Goal of the exercise: Would you print the whole listing again, word for word?

Stored data:
◆ ◆ ◆

PR #1911, opened 2024-05-01
Draft: Add warning async is not supported

### LINKED ISSUE #1845: Document that the toolbar does not support async functionality
We should include in our readme that the application doesn't not support async functionality and that effort is under development. If possible, it'd be great to detect that async functionality is being used and warn the user that the toolbar won't be effective. @michaelurban suggested this in https://github.com/jazzband/django-debug-toolbar/issues/1430#issuecomment-1697910837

◆ ◆ ◆

Your solution:
PR #1911, opened 2024-05-01
Draft: Add warning async is not supported

### LINKED ISSUE #1845: Document that the toolbar does not support async functionality
We should include in our readme that the application doesn't not support async functionality and that effort is under development. If possible, it'd be great to detect that async functionality is being used and warn the user that the toolbar won't be effective. @michaelurban suggested this in https://github.com/jazzband/django-debug-toolbar/issues/1430#issuecomment-1697910837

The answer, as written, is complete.